▸ WHAT THE TASK ASKS: Find every line in the records that holds the string "Boolean". Copy each one.

▸ ENTRIES SHOWN:

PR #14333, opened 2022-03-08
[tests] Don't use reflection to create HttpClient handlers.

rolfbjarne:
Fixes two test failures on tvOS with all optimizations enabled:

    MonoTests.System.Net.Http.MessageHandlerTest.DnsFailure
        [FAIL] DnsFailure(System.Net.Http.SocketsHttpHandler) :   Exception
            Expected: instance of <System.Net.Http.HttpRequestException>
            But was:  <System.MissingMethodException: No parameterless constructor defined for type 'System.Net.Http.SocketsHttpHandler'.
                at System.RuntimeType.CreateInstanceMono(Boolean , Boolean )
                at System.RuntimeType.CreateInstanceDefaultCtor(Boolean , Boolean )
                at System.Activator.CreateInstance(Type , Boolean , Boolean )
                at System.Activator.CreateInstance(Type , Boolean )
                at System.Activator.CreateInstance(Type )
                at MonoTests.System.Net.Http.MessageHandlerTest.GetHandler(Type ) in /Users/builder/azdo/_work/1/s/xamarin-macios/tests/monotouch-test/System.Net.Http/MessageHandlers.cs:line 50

▸ WRITTEN SOLUTION:
                at System.RuntimeType.CreateInstanceMono(Boolean , Boolean )
                at System.RuntimeType.CreateInstanceDefaultCtor(Boolean , Boolean )
                at System.Activator.CreateInstance(Type , Boolean , Boolean )
                at System.Activator.CreateInstance(Type , Boolean )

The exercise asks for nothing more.